PR #6785, opened 2023-12-24
luci-app-usteer: Added tooltip in status page

Ramon00:
Added tooltip while hovering over connected client showing mac, IP(s), hostname in status page

### DIFF
--- a/applications/luci-app-usteer/htdocs/luci-static/resources/view/usteer/usteer.js
+++ b/applications/luci-app-usteer/htdocs/luci-static/resources/view/usteer/usteer.js
@@ -91,25 +91,46 @@ function collectWlanAPInfoEntries(connectioninfo_table_entries, wlanAPInfos) {
 	}
 };
 
+function tootltip(mac, IP, hostname) {
+	var body= E([]);
+	body.appendChild(E('div', mac));
+	if (typeof IP !== 'undefined') {
+		for (var IPaddr in IP['ipaddrs']) body.appendChild(E('div', IP['ipaddrs'][IPaddr]));
+		for (var IPaddr in IP['ip6addrs']) body.appendChild(E('div', IP['ip6addrs'][IPaddr]));;
+	}
+	if (hostname !== '') {
+		body.appendChild(E('div', '%h'.format(hostname)));
+	}
+	return body;
+}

** THE PROBLEM **
Check all the records above and select each line where the string "luci" is found.

** RESPONSE AREA **
luci-app-usteer: Added tooltip in status page
--- a/applications/luci-app-usteer/htdocs/luci-static/resources/view/usteer/usteer.js
+++ b/applications/luci-app-usteer/htdocs/luci-static/resources/view/usteer/usteer.js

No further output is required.